Scientific
Breakthrough Gone Awry:
Map
Of Human
Genome Lost!

"We
found this diagram this morning and thought
we'd recovered it. But it turned out to be a blueprint
for the new roller coaster over at Six Flags."
Not
long after scientists at The Human Genome Project
announced the world's first comprehensive mapping
of the complete human gene, they were forced to
hold yet another, more somber, press conference.
"Well,
uh... we lost it again," admitted Dr. Herbert Mulch,
lead researcher on the project. "Our computers spent
five years logging data, chemical formulas and DNA
patterns. Then we downloaded it all onto two hard
drives... and now... well... we can't find them."
"This
morning, we thought we'd found it," reported the
researcher. "But it turned out to be a diagram of
the new roller coaster over at Six Flags."
Needless
to say, many were disturbed at the news. "How scientists
could lose valuable information like this is beyond
me," complained ex-congressman Bob Dornan. "If this
were to fall into the wrong hands, who knows where
the human race could end up? What if monkeys got
hold of it? They could catch up with us!"
Several
religious leaders rejoiced at the news. "Some things
just aren't meant to be known by man," said Reverend
Jerry Falwell. "I personally don't think there ever
was such thing as a human genome. If you want to
find the blueprint for man, you better start talking
to the architect upstairs."
Radio
talk show host, Dr. Laura Schlessinger, regretted
the loss. "Someone might have been able to engineer
a race of people that would meet my moral standards.

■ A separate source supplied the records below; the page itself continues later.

PR #674, opened 2026-01-26
Attachment upload with file dialog

alanpoon:
https://github.com/user-attachments/assets/912c42c2-e0f8-4003-a98f-78a98da89033

- [X] macOS
- [ ] Android
- [ ] Linux
- [ ] Windows


src/sliding_sync.rs
```diff
@@ -1380,6 +1393,133 @@ async fn matrix_worker_task(
...
+                    // Get the room
+                    let Some(room) = client.get_room(&room_id) else {
+                        error!("Room not found when uploading file: {room_id}");
+                        enqueue_popup_notification(PopupItem {
+                            message: "Room not found when uploading file".to_string(),
+                            kind: PopupKind::Error,
+                            auto_dismissal_duration: None
+                        });
+                        return;
+                    };
```
kevinaboos: it's better to use the timeline and timeline_update_sender from `ALL_JOINED_ROOMS` here, like we do in most other handlers.

`Client::get_room()` is very slow and should only be used when we are operating on a room that is not necessarily a joined room.

src/sliding_sync.rs
```diff
@@ -1380,6 +1393,133 @@ async fn matrix_worker_task(
...
+
+                                if let Some(url) = url {
+                                    let timeline = {
+                                        let all_joined_rooms = ALL_JOINED_ROOMS.lock().unwrap();
+                                        let Some(room_info) = all_joined_rooms.get(&room_id) else {
+                                            log!("BUG: room info not found for uploading file to room {room_id}");
+                                            return;
+                                        };
+                                        room_info.timeline.clone()
+                                    };
```
kevinaboos: as i suggested in my other comment, just obtain the `timeline` and the `timeline_update_sender` up top via ALL_JOINED_ROOMS.

src/shared/progress_bar.rs
kevinaboos, line 1: nit: would recommend calling this file and widget "ProgressBar" instead of just "Progress"

src/sliding_sync.rs
```diff
@@ -434,6 +435,18 @@ pub enum MatrixRequest {
         #[cfg(feature = "tsp")]
         sign_with_tsp: bool,
     },
+    /// Request to upload a file to the given room.
+    Upload {
```
kevinaboos: nit: the term "Upload" here is a bit misleading, as it makes it sound like all we're doing is uploading a file to the homeserver. Also, there is an [`upload()` function in the sdk](https://matrix-org.github.io/matrix-rust-sdk/matrix_sdk/media/struct.Media.html#method.upload), so that's even more likely to cause confusion between those two. 

This is more like sending an attachment/file/media to a room.

kevinaboos: It also seems like we might be able to combine this into the `SendMessage` request, but i suppose we can do that later.

src/sliding_sync.rs
```diff
@@ -1380,6 +1393,133 @@ async fn matrix_worker_task(
...
+                    };
+                    
+                    progress_sender.set(TransmissionProgress { total: file_meta.file_size as usize, current: 0 });
+
+                    let result = room.send_attachment(
+                        &file_meta.filename,
+                        &mime_type,
+                        file_data,
+                        attachment_config,
+                    ).with_send_progress_observable(progress_sender.clone()).store_in_cache().await;
```
kevinaboos: you're doing a lot of stuff manually here, some of which (I think) the `Timeline`'s functions already handle for you.

For example, there is `Timeline::send_attachment()` and `Timeline::send_gallery()`, and of course `send()` and `send_reply()` which we already use (and I see you have used here as well for replies).

I don't mind if we call the `Room` sending functions directly, but is there a particular reason to do so? I would expect it to be easier/simpler to use the `TImeline`-provided functions. 

Can you explain your rationale / thought process here? perhaps there is a reason why we can't use the `Timeline::send*` functions?

src/shared/file_previewer.rs
kevinaboos, line 1: naming nit: this isnt' just a previewer, it's more of a confirmation modal for uploading files. I would give it a more descriptive name like "FileUploadModal" or file send modal, or file confirmation modal, etc.

src/app.rs
```diff
@@ -109,6 +110,11 @@ live_design! {
                                 image_viewer_modal_inner = <ImageViewer> {}
                             }
                         }
+                        file_upload_modal = <Modal> {
+                            content: {
+                                file_upload_modal_inner = <FilePreviewer> {}
+                            }
+                        }
```
kevinaboos, line 111: once you merge in the latest changes from `main` and resolve conflicts, you'll see that I've recently added another large modal, the `EventSourceModal`. Please copy the same structure and size specifiers that I used for that modal onto this modal as well. Those include:
* Specifying, Fill width and height in this outer modal's `content` view wrapper:
```
event_source_modal = <Modal> {
    content: {
        height: Fill,
        width: Fill,
        align: {x: 0.5, y: 0.5},
        event_source_modal_inner = <EventSourceModal> {}
    }
}
```
* Using Fill width and height in the inner modal itself, horizontally aligned to the center and vertically aligned to the top, as well as the same margins, padding, and scroll_bars to make the view scrollable.
```
pub EventSourceModal = {{EventSourceModal}}<RoundedView> {
        width: Fill { max: 1000 }
        height: Fill
        margin: 40,
        align: {x: 0.5, y: 0}
            
        flow: Down
        padding: {top: 20, right: 25, bottom: 20, left: 25}

        // Make this a ScrollYView
        scroll_bars: <ScrollBars> {
            show_scroll_x: false, show_scroll_y: true,
            scroll_bar_y: {drag_scrolling: true}
        }
```

These two modals should basically be the same in terms of outer structure. In the future we can create two modal patterns, one for large modals like this and one for smaller modals that aren't full-screen.

src/room/room_input_bar.rs
```diff
@@ -15,11 +15,74 @@
...
+use crate::{home::{editing_pane::{EditingPaneState, EditingPaneWidgetExt}, location_preview::LocationPreviewWidgetExt, room_screen::{MessageAction, RoomScreenProps, populate_preview_of_timeline_item}, tombstone_footer::{SuccessorRoomDetails, TombstoneFooterWidgetExt}}, location::init_location_subscriber, shared::{avatar::AvatarWidgetRefExt, file_previewer::{FileLoadReceiver, FilePreviewerMetaData, format_file_size}, html_or_plaintext::HtmlOrPlaintextWidgetRefExt, mentionable_text_input::MentionableTextInputWidgetExt, popup_list::{PopupItem, PopupKind, enqueue_popup_notification}, progress::ProgressWidgetExt, styles::*}, sliding_sync::{MatrixRequest, UserPowerLevels, submit_async_request}, utils};
+use crate::shared::file_previewer::FilePreviewerAction;
+
+/// Maximum file size allowed for upload (100 MB).
+/// Files larger than this will be rejected to prevent memory issues.
+const MAX_FILE_SIZE_BYTES: u64 = 100 * 1024 * 1024;
```
kevinaboos: no need for artificial limits. The homeserver should be responsible for informing us when a file is too large. 

While the main `matrix.org` homeserver typically uses 100MB limits, other private homeservers likely do not have those limits.

src/room/room_input_bar.rs
```diff
@@ -15,11 +15,74 @@
...
+
+/// Maximum dimensions for image thumbnails
+const THUMBNAIL_MAX_WIDTH: u32 = 1920;
+const THUMBNAIL_MAX_HEIGHT: u32 = 1920;
```
kevinaboos: where did you come up with this thumbnail size? Typically the max size of a thumbnail in matrix is at most 800 pixels wide and at most 600 pixels tall.

src/room/room_input_bar.rs
```diff
@@ -15,11 +15,74 @@
...
+
+        // Save to bytes as JPEG for efficient compression
+        let mut bytes = Vec::new();
+        final_img.write_to(&mut std::io::Cursor::new(&mut bytes), ImageFormat::Jpeg)?;
+
+        Ok(Some(bytes))
+    } else {
+        Ok(None)
+    }
+}
```
kevinaboos: this doesn't seem relevant to the RoomInputBar. You can move it to `utils`, or perhaps make a new `image_utils` module file for this and other image-related utility functions & types.

src/room/room_input_bar.rs
```diff
@@ -253,6 +473,127 @@ impl RoomInputBar {
             self.redraw(cx);
         }
 
+        // Handle the file attachment upload button being clicked.
+        if self.button(ids!(attachment_upload_button)).clicked(actions) {
+            if !cx.display_context.is_desktop() {
```
kevinaboos: "is_desktop()" is confusingly named here, it just checks for the window _size_, not the actual platform.

Instead, you should check the built-in `target_os` like we do for all robius crates; that way you can correctly and explicitly exclude `ios` and `android`.

src/room/room_input_bar.rs
```diff
@@ -170,12 +325,19 @@ live_design! {
...
     /// Info about the message event that the user is currently replying to, if any.
     #[rust] replying_to: Option<(EventTimelineItem, EmbeddedEvent)>,
+    /// Subscriber for upload progress updates
+    #[rust] upload_progress_subscriber: Option<eyeball::Subscriber<matrix_sdk::TransmissionProgress>>,
+    /// AbortHandle for cancelling an in-progress upload
+    #[rust] upload_abort_handle: Option<tokio::task::AbortHandle>,
+    /// Receiver for getting the upload task's AbortHandle
+    #[rust] upload_abort_receiver: Option<crossbeam_channel::Receiver<tokio::task::AbortHandle>>,
+    #[rust] background_task_id: u32,
+    #[rust] receiver: Option<(u32, FileLoadReceiver)>,
```
kevinaboos: This kind of violates the existing modular design of the RoomInputBar. Typically we place any widget DSL and widget state that is relevant to a particular feature into a separate widget itself, such as the LocationPreview, ReplyingPreview, MentionableTextInput, EditingPane, etc.

Please follow that same design here, and move of all of this state, and all of the widget DSL definitions related to uploading a file into separate widget definitions.  (It seems like you have two widgets here, the thumbnail loading view and the upload progress bar view; you can make them two separate widgets or combine them into one depending on how you want the state to be divided between them.)

Then, those widget(s) can be included in the RoomInputBar, just like all other widgets that are currently part of the RoomInputBar. That will also allow you to move the event & action-handling logic out of the RoomInputBar and into those widgets, just like we do for all other child widgets here.

kevinaboos (changes requested):
Thanks Alan, looks very good — impressive work here!

I left comments about a few major structural decisions, but it's mostly just about refactoring things into more modular widgets. I also left some questions about using higher-level `Timeline` APIs vs `Room` APIs for sending attachments.

kevinaboos:
> * [x]  macOS
> * [ ]  Android
> * [ ]  Linux
> * [ ]  Windows

Also, now that you're using `rfd`, can you confirm whether this also works for Linux and Windows? Theoretically they are also included as supported platforms in `rfd`.

src/sliding_sync.rs
alanpoon: Change to SendAttachment

src/room/room_input_bar.rs
alanpoon: Removed limits

src/room/room_input_bar.rs
alanpoon: Changed to 600pixels

src/sliding_sync.rs
alanpoon: Removed Client::get_room()

src/sliding_sync.rs
alanpoon: Changed to via ALL_JOINED_ROOMS

src/shared/progress_bar.rs
alanpoon: Changed

src/sliding_sync.rs
alanpoon: Sorry, I did not check the timeline api, lost touch.

src/shared/file_previewer.rs
alanpoon: Changed to FileUploadModal

src/app.rs
alanpoon: Changed to using similar structure as EventSourceModal.

src/room/room_input_bar.rs
alanpoon: Move to image_utils.

src/room/room_input_bar.rs
alanpoon: Changed to target_os.

src/room/room_input_bar.rs
alanpoon: Separated into thumbnail loading view and the upload progress bar view.

src/home/upload_progress.rs
```diff
@@ -0,0 +1,161 @@
...
+                draw_text: {
+                    text_style: <REGULAR_TEXT>{font_size: 9},
+                    color: #fff
+                }
+                draw_bg: {
+                    color: #c44
+                }
+                text: "Cancel"
+            }
+        }
```
kevinaboos: please use the existing `RobrixIconButton` for the sake of stylistic consistency. You can copy the style, icon, and coloring of other cancel buttons across robrix, which are red and have the "forbidden" icon.

src/home/upload_progress.rs
```diff
@@ -0,0 +1,161 @@
...
+
+impl Widget for UploadProgressView {
+    fn handle_event(&mut self, cx: &mut Cx, event: &Event, scope: &mut Scope) {
+        // Poll for the upload task's abort handle (for cancellation support)
+        if let Some(receiver) = &self.upload_abort_receiver {
+            if let Ok(handle) = receiver.try_recv() {
+                self.upload_abort_handle = Some(handle);
+                self.upload_abort_receiver = None;
+            }
+        }
```
kevinaboos: we definitely shouldn't be doing this on every event. Either use a UI Signal, or use a dedicated action type, or something similar.

src/home/upload_progress.rs
```diff
@@ -0,0 +1,161 @@
...
+                abort_handle.abort();
+            }
+            // Hide the progress bar immediately
+            self.hide(cx);
+            self.upload_abort_receiver = None;
+            enqueue_popup_notification(PopupItem {
+                message: String::from("Upload cancelled"),
+                kind: PopupKind::Info,
+                auto_dismissal_duration: Some(3.0)
+            });
```
kevinaboos: we now have a new function API for this, please use it after resolving conflicts

src/home/upload_progress.rs
```diff
@@ -0,0 +1,161 @@
...
+
+            cx.widget_action(
+                self.widget_uid(),
+                &scope.path,
+                UploadProgressViewAction::Cancelled,
+            );
+        }
+
+        for action in actions {
+            if let Some(ProgressBarAction::Update { current, total }) = action.downcast_ref() {
```
kevinaboos: we can have multiple progress bars showing simultaneously, so how does this action identify which progress bar should be updated?

Seems like you'll need a unique progress bar ID (or better yet, just use a direct channel instead of an action that is broadcasted to all widgets) in order to avoid progress updates getting mixed up across multiple progress bar widgets.

src/room/room_input_bar.rs
```diff
@@ -170,12 +196,13 @@ live_design! {
...
 pub struct RoomInputBar {
     #[deref] view: View,
-
     /// Whether the `ReplyingPreview` was visible when the `EditingPane` was shown.
     /// If true, when the `EditingPane` gets hidden, we need to re-show the `ReplyingPreview`.
     #[rust] was_replying_preview_visible: bool,
     /// Info about the message event that the user is currently replying to, if any.
     #[rust] replying_to: Option<(EventTimelineItem, EmbeddedEvent)>,
+    #[rust] background_task_id: u32,
+    #[rust] receiver: Option<(u32, FileLoadReceiver)>,
```
kevinaboos: these are both vaguely named. Can you give them more specific names and also add doc comments to clarify what they represent?

src/room/room_input_bar.rs
```diff
@@ -102,6 +114,20 @@ live_design! {
...
+                    margin: {left: 4}
+                    spacing: 0,
+                    draw_icon: {
+                        svg_file: (ICON_ADD_ATTACHMENT)
+                        color: (COLOR_ACTIVE_PRIMARY_DARKER)
+                    },
+                    draw_bg: {
+                        color: (COLOR_PRIMARY),
+                    }
+                    icon_walk: {width: 20, height: 23, margin: {bottom: -1, left: 5}}
```
kevinaboos: if you're trying to move the icon downwards, it's better to use a top margin instead of a negative `bottom: -1` margin, because that can cause icon clipping.

src/room/room_input_bar.rs
```diff
@@ -346,6 +485,39 @@ impl RoomInputBar {
...
+                );
+
+                // Set up progress tracking for the upload
+                // Create a channel to receive the upload task's AbortHandle for cancellation support
+                let (abort_sender, abort_receiver) = crossbeam_channel::bounded(1);
+                let upload_progress_view = self.upload_progress_view(ids!(upload_progress_view));
+                upload_progress_view.set_abort_receiver(abort_receiver);
+                upload_progress_view.set_visible(cx, true);
+                submit_async_request(MatrixRequest::SendAttachment {
+                    room_id: room_screen_props.room_name_id.room_id().clone(),
```
kevinaboos: you'll need to use the new `TimelineKind` type here (see top-level review comments).

src/room/room_input_bar.rs
```diff
@@ -346,6 +485,39 @@ impl RoomInputBar {
         if self.view.editing_pane(ids!(editing_pane)).was_hidden(actions) {
             self.on_editing_pane_hidden(cx);
         }
+
+        // Handle file upload confirmation from the file previewer
+        for action in actions {
+            if let Some(FilePreviewerAction::Upload(file_data)) = action.downcast_ref() {
```
kevinaboos: I have the same question/concern here as in the progress bar widget:  how do we know this action is related to the file upload that is happening within this RoomInputBar?

Are we enforcing the fact that only one file upload can occur at once? (because there is only one upload modal?)

If so, this is okay, but it's still probably best to use a different way to deliver this update to the RoomInputBar. I'd recommend the TimelineUpdate mechanism here too — you could clone the existing `timeline_update_sender` for this timeline and give it to the file upload modal.

src/shared/file_upload_modal.rs
```diff
@@ -0,0 +1,406 @@
...
+                spacing: 0
+                align: {x: 0.5, y: 0.5}
+                icon_walk: {width: 18, height: 18, margin: 0}
+                draw_icon: {
+                    svg_file: (ICON_CLOSE),
+                    color: #666
+                }
+                draw_bg: {
+                    border_size: 0,
+                    color: #0000
```
kevinaboos: you want a transparent background for this button? Why? That's pretty unusual.

I'd suggest following the existing style choices for other `close_button`s used across Robrix, unless you have a very specific reason to make this button transparent.

src/shared/file_upload_modal.rs
```diff
@@ -0,0 +1,406 @@
...
+        unit_index += 1;
+    }
+
+    if unit_index == 0 {
+        // Show exact bytes without decimal for values < 1 KB
+        format!("{} B", bytes)
+    } else {
+        format!("{:.1} {}", size, UNITS[unit_index])
+    }
+}
```
kevinaboos: this is a nice useful function to have, so you should move it into `utils` and call it something like "human_readable_size" or similar.

Also, I don't think you need floating point math to accomplish this functionality, you should be able to do it with just fixed integer math, which is way faster than floating point division.

src/shared/file_upload_modal.rs
```diff
@@ -0,0 +1,406 @@
...
+
+impl MatchEvent for FileUploadModal {
+    fn handle_actions(&mut self, cx: &mut Cx, actions: &Actions) {
+        let close_button = self.view.button(ids!(close_button));
+        let cancel_button = self.view.button(ids!(buttons_view.cancel_button));
+
+        // Handle closing the modal via close button or cancel button
+        let close_clicked = close_button.clicked(actions);
+        let cancel_clicked = cancel_button.clicked(actions);
+        if close_clicked || cancel_clicked ||
```
kevinaboos: do we need to show both a close button _and_ a cancel button? Seems like that's overly complex — just show the cancel button only. 

Unless there's some reason why you need both.... but it'll probably just confuse the user, and make our code more complex.

src/shared/file_upload_modal.rs
```diff
@@ -0,0 +1,406 @@
...
+        format!("{} B", bytes)
+    } else {
+        format!("{:.1} {}", size, UNITS[unit_index])
+    }
+}
+
+/// Metadata for a file to be previewed.
+#[derive(Debug, Clone)]
+pub struct FilePreviewerMetaData {
+    pub filename: String,
```
kevinaboos: what's the difference between a File name and the file's path? Typically the file path includes the file name.

I suspect that here you meant the user-provided _caption_ or description of the file. If that's what this is, then please name it as such. Doc comments always help too.

If it actually is just the file name, then you don't need to store that separately, you can just get it from the file path using `Path::filename()`.

src/shared/progress_bar.rs
```diff
@@ -0,0 +1,173 @@
...
+
+    #[live(0.0)]
+    value: f64,
+}
+
+impl Widget for ProgressBar {
+    fn handle_event(&mut self, cx: &mut Cx, event: &Event, _scope: &mut Scope) {
+        if let Event::Actions(actions) = event {
+            for action in actions {
+                if let Some(ProgressBarAction::Update { current, total }) = action.downcast_ref() {
```
kevinaboos: if there are multiple progress bar widgets in the app, how do you know this action is intended for _this_ progress bar? there's no identifier or anything.

src/image_utils.rs
```diff
@@ -0,0 +1,64 @@
...
+
+use std::fs::File;
+use std::io::BufReader;
+
+use image::{ImageFormat as ImageEncodingFormat, ImageReader};
+use matrix_sdk::{attachment::Thumbnail, ruma::UInt};
+use mime_guess::mime;
+
+/// Maximum dimensions for image thumbnails
+const THUMBNAIL_MAX_WIDTH: u32 = 600;
```
kevinaboos: my previous comment said that the standard thumbnail size for matrix is 800x600.

```suggestion
const THUMBNAIL_MAX_WIDTH: u32 = 800;
```

src/image_utils.rs
```diff
@@ -0,0 +1,64 @@
...
+
+        // Get the actual thumbnail dimensions (after aspect-ratio-preserving resize)
+        let (thumb_width, thumb_height) = (final_img.width(), final_img.height());
+
+        // Save to bytes as JPEG for efficient compression
+        let mut bytes = Vec::new();
+
+        final_img.write_to(&mut std::io::Cursor::new(&mut bytes), ImageEncodingFormat::Jpeg)?;
+        let bytes_size = bytes.len() as u32;
+        Ok(Some(Thumbnail { data: bytes, content_type: mime::IMAGE_JPEG, height: UInt::from(thumb_height), width: UInt::from(thumb_width), size: UInt::from(bytes_size) }))
```
kevinaboos: formatting nit

```suggestion
        Ok(Some(Thumbnail {
            data: bytes,
            content_type: mime::IMAGE_JPEG,
            height: UInt::from(thumb_height),
            width: UInt::from(thumb_width),
            size: UInt::from(bytes_size),
        }))
```

src/sliding_sync.rs
```diff
@@ -1487,6 +1497,89 @@ async fn matrix_worker_task(
                 });
             }
 
+            MatrixRequest::SendAttachment {
+                room_id,
```
kevinaboos: 1. use the new TimelineKind type, along with the new function `get_timeline_and_sender()` for convenience.
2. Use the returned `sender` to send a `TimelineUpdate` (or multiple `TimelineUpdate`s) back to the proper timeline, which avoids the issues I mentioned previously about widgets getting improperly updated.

And leave out all those mistakes we have now."
O.J.
Simpson was particularly upset by the announcement.
"That was the breakthrough I've been waiting five
years for. I was counting on that DNA research stuff
to find the real killer. Yeah, that's what I was
waiting for. But now I guess I'll just have to keep
waiting." The one-time Heisman Trophy winner continued
shake his head in regret as they called him to the
next tee.
Al
Gore's voice cracked a bit when he responded to
the announcement. "This is very painful for me personally,
since I invented DNA."
Harold
Rebus, head of security for the Nuclear Weapons
Research Lab at Los Alamos was sympathetic to the
scientist's plight.
"Stuff
happens. Have they checked behind the copier?"